La construction d’un pont sur la rivière du Gros-Mécatina, en Basse-Côte-Nord, fait réagir. Prévu dans le cadre du prolongement de la route 138 entre Tête-à-la-Baleine et La Tabatière, l’ouvrage sera construit alors qu’aucune route praticable ne doit le relier au réseau dans un avenir prévisible.
Dans un reportage de Radio-Canada, des experts se questionnent sur la pertinence de poursuivre ce chantier dans le contexte actuel, alors que plusieurs infrastructures routières au Québec nécessitent déjà d’importants investissements.
Deux professeurs de l’École de technologie supérieure apportent leur éclairage sur les enjeux du projet.
Gabriel Jobidon souligne que des considérations financières peuvent expliquer la décision du ministère des Transports de poursuivre les travaux. Dans ce type de projet, mettre fin à un contrat déjà bien avancé peut entraîner des coûts importants pour l’État.

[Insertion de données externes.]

PR #1768, opened 2021-03-16
Strip sensitive data

desislavaa:
**Description**

- Add a new directive that can remove sensitive fields
- Introduce new scopes for each field
- Add the needed scopes for each consumer 
- Add a new job that synchronizes the scopes in the current Compass configuration and in Hydra

**How to test the scopes synchronizer locally**
1. Start compass
2. Create a new integration system and request oauth credentials for it
3. Exec into compass-director and update the client created on step 2
```
curl http://ory-hydra-admin.kyma-system.svc.cluster.local:4445/clients/<client_id> -X PUT -d '{"scope": "application:read"}'
```
4. "Restart" the `compass-director-clients-scopes-synchronization` job (get it, delete it, and create it again)
5. Exec into compass-director again, execute `curl http://ory-hydra-admin.kyma-system.svc.cluster.local:4445/clients` and validate that the scopes are back

**Pull Request status**

- [x] Implementation
- [x] Unit tests
- [x] Integration tests


chart/compass/charts/director/config.yaml
```diff
@@ -101,4 +130,6 @@ clientCredentialsRegistrationScopes:
     - "label_definition:read"
     - "label_definition:write"
     - "automatic_scenario_assignment:read"
-    - "automatic_scenario_assignment:write"
\ No newline at end of file
+    - "automatic_scenario_assignment:write"
+    - "integration_system.auths:read"
```
KirilKabakchiev, line 134: one of the recommendations in the Treat modeling workshop is that we don't return credentials that were provided to us to the entity that provided them. So maybe we could remove line 134.

tests/Makefile
```diff
@@ -21,7 +21,7 @@ e2e-test:
 	@$(INSTALLATION_SCRIPTS_DIR)/testing.sh
 
 e2e-test-clean:
-	@kubectl delete clustertestsuites.testing.kyma-project.io compass-e2e-tests || true
+	@kubectl delete clustertestsuites.testing.kyma-project.io compass-tests || true
```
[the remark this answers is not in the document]
desislavaa: Correct, this is a leftover

tests/director/tests/fetch_request_test.go
```diff
@@ -15,7 +15,11 @@ import (
 	"github.com/kyma-incubator/compass/components/director/pkg/graphql"
 )
 
-const OpenAPISpec = "https://raw.githubusercontent.com/kyma-incubator/github-slack-connectors/beb8e5b6d8f3a644b8380e667a9376bc353e54dd/github-connector/internal/registration/configs/githubopenAPI.json"
+const (
+	OpenAPISpec   = "https://raw.githubusercontent.com/kyma-incubator/github-slack-connectors/beb8e5b6d8f3a644b8380e667a9376bc353e54dd/github-connector/internal/registration/configs/githubopenAPI.json"
+	AsyncAPISpec  = "https://raw.githubusercontent.com/kyma-incubator/github-slack-connectors/2fcc4728f63cdf23656417d9f85679a02367df97/slack-connector/internal/registration/configs/slackasyncapi.json"
+	MDDocumentURL = "https://raw.githubusercontent.com/kyma-incubator/compass/v1.4.2/README.md"
+)
```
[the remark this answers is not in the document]
desislavaa: Indeed, but the `OpenAPISpec` is used in both files, and it seemed reasonable to add the other specs there as well - they're still used in the context of a fetch request

StanislavStefanov (approved):

components/director/pkg/sanitize/directive.go
```diff
@@ -0,0 +1,45 @@
...
+	scopesGetter ScopesGetter
+}
+
+func NewDirective(getter ScopesGetter) *directive {
+	return &directive{
+		scopesGetter: getter,
+	}
+}
+
+func (d *directive) Sanitize(ctx context.Context, obj interface{}, next graphql.Resolver, scopesDefinition string) (interface{}, error) {
```
KirilKabakchiev, line 28: just an idea to remove some duplication 

Currently hasScopes and sanitize directives are exactly the same apart from what they return on scope missmatch (error forbidden vs nil error). You can have a single directive struct that accepts scopesGetter and "scopesMissmatchErrorProvider" or something with better name.  Then you can then reuse the same struct for the directive in the code for both instantiations passing different arguments.

components/director/pkg/sanitize/directive.go
```diff
@@ -0,0 +1,45 @@
+package sanitize
```
KirilKabakchiev, line 1: this is actually hasScopes, just with different "error outcome" - in this case nil. Maybe move all these things in has scopes (this comment builds ontop of the one about using the same directive struct). Probably in regards to the tests you would have to add one or two extra tests to the existing scope directive tests and avoid some copying there as well

tests/director/tests/sensitive_data_strip_test.go
```diff
@@ -0,0 +1,257 @@
...
+				require.Equal(t, application.Bundles.Data[0].APIDefinitions.Data[0].Spec.FetchRequest != nil, test.fieldExpectations.apiSpecFetchRequest)
+				require.Equal(t, application.Bundles.Data[0].EventDefinitions.Data[0].Spec.FetchRequest != nil, test.fieldExpectations.eventSpecFetchRequest)
+				require.Equal(t, application.Bundles.Data[0].Documents.Data[0].FetchRequest != nil, test.fieldExpectations.documentFetchRequest)
+				require.Equal(t, application.Bundles.Data[0].InstanceAuths != nil, test.fieldExpectations.bundleInstanceAuths)
+			})
+		}
+	})
+
+	t.Run("Application template access", func(t *testing.T) {
+		t.Run("from runtime", func(t *testing.T) {
```
KirilKabakchiev, line 178: what about accessing app templates from int systems ?

tests/director/tests/sensitive_data_strip_test.go
```diff
@@ -0,0 +1,257 @@
...
+			apiSpecFetchRequest       bool
+		}
+		type testCase struct {
+			name              string
+			consumer          *gcli.Client
+			fieldExpectations accessRequired
+		}
+		testCases := []testCase{
+			{
+				name:     "Runtime consumer",
```
KirilKabakchiev, line 121: we also have int system consumer

chart/compass/charts/director/templates/oauth-clients-scopes-sync-job.yaml
```diff
@@ -0,0 +1,96 @@
+apiVersion: batch/v1
+kind: Job
```
KirilKabakchiev, line 2: This job will probably rarely do any actual syncs (probably most of the times it would be just running without doing much). One idea for optimization would be that we annotate the job with the hash of the configmap its going to run with. And the next time we are about to run it we can check if the configmap hash has chaged and if not we skip running it.


Edit: I looked for some resources how this can be achieved, something similar for deployments is discussed in https://github.com/helm/helm/issues/2639 

One idea can be whats done above with the deployment in the above link. 

Another idea/variation of the one above could be that we look for the configmap, calculate the hash, look for the job and get the hashed annotation. Then we guard the job.yaml with an if template to only be created if the hash of the configmap is different from the hash of the job. lookups in charts we already do here https://github.com/kyma-incubator/compass/pull/1552/files

tests/director/tests/sensitive_data_strip_test.go
desislavaa: line 130 :) no fields should be accessible

components/director/internal/domain/oauth20/service.go
```diff
@@ -72,6 +90,22 @@ func (s *service) CreateClientCredentials(ctx context.Context, objectType model.
 	return credentialData, nil
 }
 
+func (s *service) UpdateClientScopes(ctx context.Context, clientID string, objectType model.SystemAuthReferenceObjectType) error {
+	scopes, err := s.GetClientCredentialScopes(objectType)
+	if err != nil {
+		if !model.IsIntegrationSystemNoTenantFlow(err, objectType) {
```
ataleksandrov, line 96: There are few `GetClientCredentialScopes` calls and the returned error is handled differently. Here and in `CreateClientCredentials` we are looking for `IsIntegrationSystemNoTenantFlow`.(in sanitize directive we do not check for this kind of error) I could not get why this check is needed at all.

components/director/internal/domain/oauth20/service.go
```diff
@@ -195,6 +248,54 @@ func (s *service) doRequest(ctx context.Context, method string, endpoint string,
 	return resp, closeBodyFn, nil
 }
 
+func (s *service) clientsFromHydra(ctx context.Context, endpoint string) ([]Client, error) {
```
ataleksandrov, line 251: Could we use hydra sdk [client](https://github.com/ory/hydra/blob/fe8fdc5f6d1ca1ebe16a5241cd06a32d249a4362/docs/versioned_docs/version-v1.8/sdk/go.md), instead of custom code?

chart/compass/charts/director/config.yaml
```diff
@@ -81,15 +81,44 @@ graphql:
...
     deleteAutomaticScenarioAssignmentsForSelector: ["automatic_scenario_assignment:write"]
 
+  field:
+    application:
+      auths: ["application.auths:read"]
+      webhooks: ["application.webhooks:read"]
+    application_template:
+      webhooks: ["application_template.webhooks:read"]
+    bundle:
+      instance_auth: ["bundle.instance_auths:read"]
```
ataleksandrov, line 91: Should we add this scope to the integration systems as for now they have "runtime:write" which is needed to request bundleInstanceAuth creation?

components/director/hack/plugins/descriptionsdecorator/plugin.go
```diff
@@ -11,7 +11,6 @@ import (
 	"github.com/99designs/gqlgen/codegen/config"
 	"github.com/99designs/gqlgen/plugin"
 	"github.com/kyma-incubator/compass/components/director/hack/plugins"
-	"github.com/kyma-incubator/compass/components/director/pkg/log"
```
ataleksandrov, line 14: Is this intentional?

components/director/internal/scopes_sync/service.go
```diff
@@ -0,0 +1,123 @@
...
+	UpdateClientScopes(ctx context.Context, clientID string, objectType model.SystemAuthReferenceObjectType) error
+}
+
+type service struct {
+	oAuth20Svc OAuthService
+	transact   persistence.Transactioner
+	repo       SystemAuthRepo
+}
+
+func NewService(oAuth20Svc OAuthService, transact persistence.Transactioner, repo SystemAuthRepo) *service {
```
ataleksandrov, line 40: return `SyncService` interface XOR delete the interface

components/director/hack/plugins/descriptionsdecorator/plugin.go
StefanCholakov: Log package was used only to print a debug statement, for which now we use "fmt". There was no actual benefit from it.

chart/compass/charts/director/config.yaml
desislavaa: Currently, there are no use cases where integration systems create instance auths, so we can skip them in the response here and forbid the creation in another PR.

chart/compass/charts/director/templates/oauth-clients-scopes-sync-job.yaml
desislavaa: We went with the second approach, thanks for the suggestion! The first one was not sufficient, because of the helm hooks we use in order to run after the migration job

tests/director/tests/sensitive_data_strip_test.go
desislavaa: the client was the int systems one, just forgot to change the message in th test case

KirilKabakchiev (approved):

nkanchev (approved):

De son côté, Munzer Hassan rappelle qu’il est courant, dans les grands chantiers d’infrastructures, de construire les ponts avant les routes afin de permettre la circulation des équipements et des véhicules de chantier pendant les travaux.
Le reportage met aussi en lumière les défis de planification et de développement des infrastructures dans les régions éloignées du Québec.